Test loss: 4.5937638729810715
Test accuracy: 98.8099992275238


**Conclusion:** 

This network performed far better than the original one with `relu` activations. This network achieved much lower loss `(~0.25 vs ~0.26)` on the test set. The test accuracy is also much better `(~99 vs ~991xx)`

## CIFAR-10

In [16]:
# Model / data parameters
num_classes = 10
input_shape = (32, 32, 1)


# The data, split between train and test sets:
(x_train, y_train), (x_test, y_test) = keras.datasets.cifar10.load_data()

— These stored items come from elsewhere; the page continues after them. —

PR #1005, opened 2021-04-13
Do not use {{ _selected[0].xyz }} for datatable actions

votdev:
... that support multi-selection. Use `{{ xyz }}` instead. `{{ _selected[0].xyz }}` can still be used for actions that support only single-selection. The intention of using `_selected` was to show plugin devs how to process the values of the selected row(s).

- [ ] References issue


ryecoaaron:
Was using the {{ xyz }} syntax already - https://github.com/OpenMediaVault-Plugin-Developers/openmediavault-developer/blob/master/usr/share/openmediavault/workbench/component.d/omv-services-developer-plugins-datatable-page.yaml#L68.  So, that is fine with me.

Issue #1040, opened 2021-06-07
Replace custom php_pam with now supported version from PECL


mi-hol:
**Is your feature request related to a problem? Please describe.**
In the past php_pam was no longer supported therefore OMV added a custom version in commit https://github.com/openmediavault/openmediavault/commit/ce9c3409b56102bbc88b99223971607138d0ed7c
But this custom version creates a maintenance burden and PHP version dependency

**Describe the solution you'd like**
Replace custom php_pam with now supported version from [PECL](https://pecl.php.net/package/PAM)

**Additional context**
new php_pam maintainer assigned in PECL https://github.com/amishmm/php-pam/issues/3

PR #1041, opened 2021-06-09
Replace custom php_pam with now supported version from PECL

votdev:
Fixes: https://github.com/openmediavault/openmediavault/issues/1040

- [x] References issue


mi-hol:
Wow! that was a fast fix.
Are there other modules that I could help with?

votdev:
> Are there other modules that I could help with?

No, thx. That was the only one that has the be maintained by OMV.

PR #1061, opened 2021-07-01
Add option to show the path of the shared folder or mount point with which this field is associated

votdev:
Peek 2021-07-10 18-48

- [ ] References issue

### DIFF
--- a/deb/openmediavault/workbench/src/app/core/components/limn-ui/form/components/form-folderbrowser/form-folderbrowser.component.html
+++ b/deb/openmediavault/workbench/src/app/core/components/limn-ui/form/components/form-folderbrowser/form-folderbrowser.component.html
@@ -1,3 +1,16 @@
+<mat-form-field *ngIf="config.dirVisible"
+                fxFlex="25"
+                [formGroup]="formGroup">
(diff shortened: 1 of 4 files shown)


ryecoaaron (dismissed):
As long as I an get the base path into php, that is fine with me.

votdev:
> As long as I an get the base path into php, that is fine with me.

The form field will not work that way, but you can modify the value in the post request configuration:

```
request:
      service: Developer
      get:
        method: getSettings
      post:
        method: setSettings
        params:
          reldirpath: '/{{ reldirpath }}'
```

ryecoaaron:
> Relative paths never start with a / according to https://www.geeksforgeeks.org/absolute-relative-pathnames-unix/. Breaking this rule here will break other things that rely on this behaviour and will finally result in paths like /src/xxxx//foo/var/ (which isn't wrong at the end, but is not correct).

I know relative paths shouldn't start with /.  I was just wanted a better visual method of picking a root path.  If they picked /srv/path and the field shows srv/path, I think that is confusing.  Having the base path makes it a little better.  There are just some services/plugins that don't work well with shared folders.

PR #1135, opened 2021-11-12
Update etc-exports.j2

hypnotoad:
use share's uuid as fsid. This leads to consistend fsid entries across restarts and configuration changes of other shares. Clients will now not have any stale file handles any more.

https://forum.openmediavault.org/index.php?thread/40749-fsid-seems-seems-to-be-applied-dynamically/&postID=286858#post286858

Signed-off-by: Ralf Dragon <rd-comm@lindra.de>

thanks to votdev for the actual code!

- [ ] References issue


votdev:
Thx

PR #1174, opened 2022-01-01
Add binary unit form field.

votdev:
Example:
```
{
            type: 'binaryUnitInput',
            name: 'recyclemaxsize',
            label: gettext('Maximum file size'),
            hint: gettext(
              'Files that are larger than the specified number will not be put into the recycle bin.'
            ),
            value: 0,
            modifiers: [
              {
                type: 'disabled',
                constraint: { operator: 'falsy', arg0: { prop: 'recyclebin' } }
              }
            ],
            validators: {
              min: 1073741824,
              max: 2147483648,
              required: true
            },
            flex: 45
          }
```

Peek 2022-01-01 20-13

- [ ] References issue


votdev:
@ryecoaaron Just for your interest. Maybe you need such an input field somewhere in a plugin.

PR #1175, opened 2022-01-03
Prevent the installation of OMV in a desktop environment.

votdev:
This PR will help to reduce maintenance in the forum and should prevent users from having a bad experience with OMV.

- [ ] References issue

### DIFF
--- a/deb/openmediavault/debian/control
+++ b/deb/openmediavault/debian/control
@@ -8,6 +8,7 @@ Homepage: http://www.openmediavault.org
 
 Package: openmediavault
 Architecture: all
+Conflicts: gdm3, sddm, lxdm, xdm, lightdm, slim, wdm
 Depends: php-fpm, libpam-modules, php-json, dpkg, patch,
  php-cgi, php-cli, php-mbstring, php-pam, sudo, ethtool, python3-dialog,
  acl, iproute2, xfsprogs, jfsutils, ntfs-3g, hdparm, wsdd (>= 0.6.2),


votdev:
@ryecoaaron

mi-hol:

# Scale images to the [0, 1] range
x_train = x_train.astype("float32") / 255
x_test = x_test.astype("float32") / 255

print("x_train shape:", x_train.shape)
print(x_train.shape[0], "train samples")
print(x_test.shape[0], "test samples")

# convert class vectors to binary class matrices
y_train = keras.utils.to_categorical(y_train, num_classes)
y_test = keras.utils.to_categorical(y_test, num_classes)

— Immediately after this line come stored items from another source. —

PR #1187, opened 2022-01-19
Improve watchdog SLS

votdev:
- Ensure the kernel module is unloaded if watchdog gets disabled.
- Switch to default timeout of 15 seconds because of problems (endless boot loop) on RPi boards.

- [ ] References issue

### DIFF
--- a/deb/openmediavault/srv/salt/_grains/omv.py
+++ b/deb/openmediavault/srv/salt/_grains/omv.py
@@ -1,3 +1,5 @@
+# -*- coding: utf-8 -*-
+#
 # This file is part of OpenMediaVault.
 #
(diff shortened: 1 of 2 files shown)


votdev:
@ryecoaaron You can test it the following way.
```
$ omv-salt stage run prepare
$ salt-call grains.get is_rpi
```

ryecoaaron:
Seems to be working well.  Installing the 6.0.10 build didn't cause the RPi to boot loop.  Grain looks good too.

aaron@rpi4k:~ $ sudo salt-call grains.get is_rpi
local:
    True

Thanks!

ryecoaaron (approved):
Looks good.

PR #1183, opened 2022-01-13
Use systemd watchdog instead of separate daemon

votdev:
Fixes: https://github.com/openmediavault/openmediavault/issues/224
Fixes: https://github.com/openmediavault/openmediavault/issues/1167

Signed-off-by: Volker Theile <votdev@gmx.de>

- [x] References issue
- [ ] Includes tests for new functionality or reproducer for bug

Downloading data from https://www.cs.toronto.edu/~kriz/cifar-10-python.tar.gz
x_train shape: (50000, 32, 32, 3)
50000 train samples
10000 test samples


This example has been taken from the old keras [website](https://keras.io/examples/cifar10_cnn/) and the following modifications were done:

1. Change activation function from `relu` to `sin`
2. Change initializer from `glorot_uniform` to `he_uniform`

In [None]:
model = keras.models.Sequential()
model.add(layers.Conv2D(32,
                 (3, 3),
                 padding='same',
                 kernel_initializer="he_uniform",
                 activation=tf.math.sin,
                 input_shape=x_train.shape[1:]))
model.add(layers.Conv2D(32,
                 (3, 3),
                 kernel_initializer="he_uniform",
                 activation=tf.math.sin))
model.add(layers.MaxPooling2D(pool_size=(2, 2)))
model.add(layers.Dropout(0.25))

model.add(layers.Conv2D(64,
                 (3, 3),
                 padding='same',
                 kernel_initializer="he_uniform",
                 activation=tf.math.sin))
model.add(layers.Conv2D(64,
                 (3, 3),
                 kernel_initializer="he_uniform",
                 activation=tf.math.sin))
model.add(layers.MaxPooling2D(pool_size=(2, 2)))
model.add(layers.Dropout(0.25))

model.add(layers.Flatten())
model.add(layers.Dense(512, kernel_initializer="he_uniform", activation=tf.math.sin))
model.add(layers.Dropout(0.5))
model.add(layers.Dense(num_classes, activation="softmax"))

model.summary()

In [None]:
epochs=25
model.compile(loss="categorical_crossentropy", optimizer="adam", metrics=["accuracy"])
model.fit(x_train, y_train, batch_size=batch_size, epochs=epochs, validation_split=0.1)

**Conclusion:** 

Even without any `augmentation`, this network achieved the same validation accuracy `(~74%-75%)` whereas heavy augmentation is used in the original implementation. Although you can argue that with augmentation the network would take much more time to generalize as in the case of the original implementation, I would say that same holds for `overfitting`. The network isn't that bad in this case.